I cannot tell you how confused I am now.  We were hoping to make a decision soon and didn't want to base it just on the tax credit but our salesman told us the combination of the Trane unit/coil didn't qualify.  I've spent some time in the AHRI website and it made me even more confused.

We're leaving town for a week but I can see now that I need more time to research and think about this major purchase.  I'll get actual model numbers (I thought I had that but obviously my salesman didn't give me all the info).    He did explain about the Goodman/Amana buyout and told us Goodman didn't have a good reputation on their low-end products.  However he did also tell us that Trane had a bad reputation on their coils lately. 

Thanks again so much for your help.  Perhaps after I return I can post again with more detailed info and get your advice.  

I really appreciate the information you've posted.


----------



## hvacrsteve (Jun 4, 2009)

*A 95% furnace qualifies!*

Either a furnace rated at 95% eff. qualifies or a a split can qualify, the max is $1500.00, so it doesn't matter if the cooling and heating qualifies, only one of them needs to qualify!
You only need the certificate of the one that qualifies.
If you give me the sizes you need, furnace output and a/c tonnage, I will print you a list of products that will qualify you for the rebate.
The cooling product is hard to qualify, the heating side is not that difficult.
I am not sure what these lookin at or not looking at.
I can give you names and customers where Amana has had issues, also look at the overall weight of the unit, less weight equals less raw material.
All maufactures have issues, its what they do when they have issues that count!


----------



## abbekit (Jun 15, 2009)

*Back from cool San Francisco into the Texas heat!*

We need to get moving on getting the AC replaced.  Plus rebates offers are ending soon.

hvacrsteve,

Here are bids and some info about our home.

We live in the Dallas area, have a 1700 SF single story house built in 2000, hot here much of the year so the cooling capacity is our more important concern. Our current builder grade York has never been able to handle the summer afternoon heat.

1. $9930 
Trane 4 ton XL16i #4TTX6048B1000A 
Trane High Efficiency Coil #4TXFH063AS3HHA 
Trane XV80 Variable Speed 2 stage Gas Furnace #TUD080R9V4K

This does not qualify for the tax credit but would if we switched to an ADP or Aspen coil.

2. $9370 
Carrier 4 ton Infinity 17 #24ANA748A003 
Carrier High Efficiency Coil #CNPHP4821ATA 
Carrier Infinity Variable Speed 2 stage Gas Furnace #58CVA090116

This also does not qualify for the tax credit but not sure why.

3. $10410 
Carrier 4 ton Infinity 21 #24ANA148A003 
Carrier High Efficiency Coil #CNPHP4821ATA 
Carrier Infinity Variable Speed 2 stage Gas Furnace #58CVA090116

Now I'm finding this ALSO does not qualify for the tax credit as configured.  
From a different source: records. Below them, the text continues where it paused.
PR #937, opened 2016-09-08
Add aria-label attribute to match placeholder

evansolomon:
We are going through some accessibility feedback internally and this is one of the changes they recommended.

### DIFF
--- a/core/quill.js
+++ b/core/quill.js
@@ -11,6 +11,13 @@ import Theme from './theme';
 
 let debug = logger('quill');
 
+const A11Y_ATTRIBUTE_MAP = {
+  ariaDescribedBy: 'aria-describedby',
+  ariaLabeledBy: 'aria-labeledby',
+  ariaLabel: 'aria-label',
+  role: 'role',
+};
+
 
 class Quill {
   static debug(limit) {
@@ -81,6 +88,17 @@ class Quill {
     if (options.placeholder) {
       this.root.setAttribute('data-placeholder', options.placeholder);
     }
+
+    Object.keys(A11Y_ATTRIBUTE_MAP).forEach(opt => {
+      const attributeValue = options[opt];
+      if (! attributeValue) {
+        return;
+      }
+
+      const attributeName = A11Y_ATTRIBUTE_MAP[opt];
+      this.root.setAttribute(attributeName, attributeValue);
+    })
+
     this.root.classList.toggle('ql-blank', this.editor.isBlank());
     this.emitter.on(Emitter.events.TEXT_CHANGE, (delta) => {
       this.root.classList.toggle('ql-blank', this.editor.isBlank());
--- a/test/unit/core/quill.js
+++ b/test/unit/core/quill.js
@@ -604,4 +604,25 @@ describe('Quill', function() {
       expect(this.quill.root.classList).not.toContain('ql-blank');
     });
   });
+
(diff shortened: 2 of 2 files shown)


jhchen:
I'm not an accessibility expert, but from reading the description on [aria-label](https://developer.mozilla.org/en-US/docs/Web/Accessibility/ARIA/ARIA_Techniques/Using_the_aria-label_attribute), I'm not sure the proposed change is generally correct?

It sounds like aria-label is for describing what something *is* whereas the placeholder text is a guide for what the content *could be*. For example I might use Quill to implement a comment box with a placeholder text "You made a good point..." whereas a proper label for this might be "Comment."

In general I'd like Quill to be more accessible so open to continuing the conversation.

evansolomon:
I'm also not sure. This was based on feedback from the accessibility team here and I tried to clarify it a bit because label also didn't seem obviously right to me. These seem like good points so I'll follow up with them again.

jhchen:
Sounds good. There's definitely other parts Quill could do much better with regards to accessibility, like the tooltips and toolbar. If the team is open to it feel free to loop them into the conversation on Github.

evansolomon:
I followed up with the accessibility team. I misunderstood their recommendation, and you are right about the difference between the placeholder and the label. I'll update the PR.

evansolomon:
Updated the api to use a new `ariaLabel` property in the options param. I'm guessing you've thought more than me about how accessibility should generally work in Quill, so let me know if you have a particular api design in mind.

jhchen:
I actually have not thought about accessibility enough, mostly because I don't know very much about it. I ultimately feel responsibility for Quill's codebase so if I accept a change and it turns out not to be right, ignorance would not excuse me. I think this is where you and the accessibility team can help in bringing me up to speed.

The current PR is problematic because it modifies the API surface. It is backwards compatible but it is an addition nonetheless and may have to be supported forever so I would prefer alternatives are explored first. Particularly since it is one small piece of a larger accessibility issue, I would not want to have to create an API or configuration for every single accessibility shortcoming.

Is is possible to share the complete report or list of concerns from the accessibility team?

evansolomon:
The report was just a bunch of jira issues, and the relevant one here was just a request to add an `aria-label` attribute.

I talked with the team again and asked which accessibility properties *could* make sense for a text editor. Their answer was: `aria-describedby`, `aria-labelledby`, and `aria-label`. Another potentially useful datapoint is [this set of options](https://github.com/facebook/draft-js/blob/69890ed57b5f4256cc93ae8e9ea178296851a23e/src/component/base/DraftEditorProps.js#L72-L80) in draft.js.

I updated this branch to add the two other attributes mentioned by the accessibility team here, but it doesn't solve your (reasonable) concerns about ongoing support and multiple configs.

manavfogla:
+1

joshsalverda:
Any chance this will get merged in one day? If it helps the MDN page for a contenteditable field recommends the use of `role="textbox"`, `aria-placeholder`, and `aria-labeledby`

https://developer.mozilla.org/en-US/docs/Web/Accessibility/ARIA/Roles/textbox_role

Including `aria-describedby` and `aria-label`, as this pr does, are also good and makes a lot of sense to me.

mutoe:
Hi @jhchen, why we close this PR? Do we have a follow-up plan?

I'm so confused about the tax credit!!!

All of these would include a Honeywell Media Air Cleaner and 2 filters.

We installed a Trane system in a previous home and were very happy with it. 
Have never had a Carrier system but reviews seem good.  

Any advice you can give would be very appreciated!


----------



## hvacrsteve (Jun 15, 2009)

How hard is it to replace the furnace to a 95% afue product?
This would give you the tax credit.
I will up 4 ton units and see what I can find,
It is very hard to meet it with a 4 ton unit.

Steve


----------



## abbekit (Jun 15, 2009)

Thanks Steve.

I spoke to our salesman this afternoon to get new quotes using 3rd party coils (ADP or Aspen) which should qualify for the tax credit.  I don't know how the furnace affects the outcome but I do know that Carrier offers one step up from what we were quoted - the Infinity 80 (80% AFUE) to the Infinity 96 (92.7% to 96.6% AFUE).
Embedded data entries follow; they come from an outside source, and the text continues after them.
PR #115, opened 2023-01-09
DEVEXP-139: View query in logged error when poll fails

BillFarber:
I think this is all we need.

### DIFF
--- a/src/main/java/com/marklogic/kafka/connect/source/RowManagerSourceTask.java
+++ b/src/main/java/com/marklogic/kafka/connect/source/RowManagerSourceTask.java
@@ -64,12 +64,14 @@ public class RowManagerSourceTask extends SourceTask {
         logger.info("Polling; sleep time: {}ms", pollDelayMs);
         Thread.sleep(pollDelayMs);
 
+        String currentQuery = "<Not Built Yet>";
         try {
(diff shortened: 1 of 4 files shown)


src/main/java/com/marklogic/kafka/connect/source/RowManagerSourceTask.java
```diff
@@ -78,8 +80,8 @@ public List<SourceRecord> poll() throws InterruptedException {
             updateMaxConstraintValue(results, queryHandler);
             return newSourceRecords.isEmpty() ? null : newSourceRecords;
         } catch (Exception ex) {
-            // TODO Will include query here soon
-            logger.error("Unable to poll for source records; cause: " + ex.getMessage(), ex);
+            logger.error("Unable to poll for source records; cause: " + ex.getMessage() +
+                "\nCurrent Query: <" + currentQuery + ">", ex);
```
rjrudin, line 84: Remove the newline symbol, as that can give log analyzers issues too - i.e. they might see the newline as a new log event and not as a continuation of the current log event. Remove the "<" and ">" symbols too, as we don't use markers like that in any other log message - just log whatever the query is, that'll suffice.

rjrudin (changes requested):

I'm waiting to get his e-mail with the new quotes.


----------



## hvacrsteve (Jun 15, 2009)

*Success*

Here is one match that makes it, there are several others as well.

Steve

View attachment Carrier ari13 eer 16 seer.pdf

I would stay away from the other mix matched coils, you will not
get the ratings that they say.

The Carrier ones have been tested.
The others have not!

If the guy can't read or check the ARI, find someone that knows how to.
That is one test of their overall knowledge level.
This guy doesn't seem too smart if he can't find you a factory matchup.
Don't settle for less!


----------



## abbekit (Jun 16, 2009)

hvacrsteve said:


> Here is one match that makes it, there are several others as well.
> 
> Steve
> 
> ...




I'm still waiting for the salesman to get back to us.  He does use the AHRI site (and showed us how to use it) but I'm not sure if he's found a match yet.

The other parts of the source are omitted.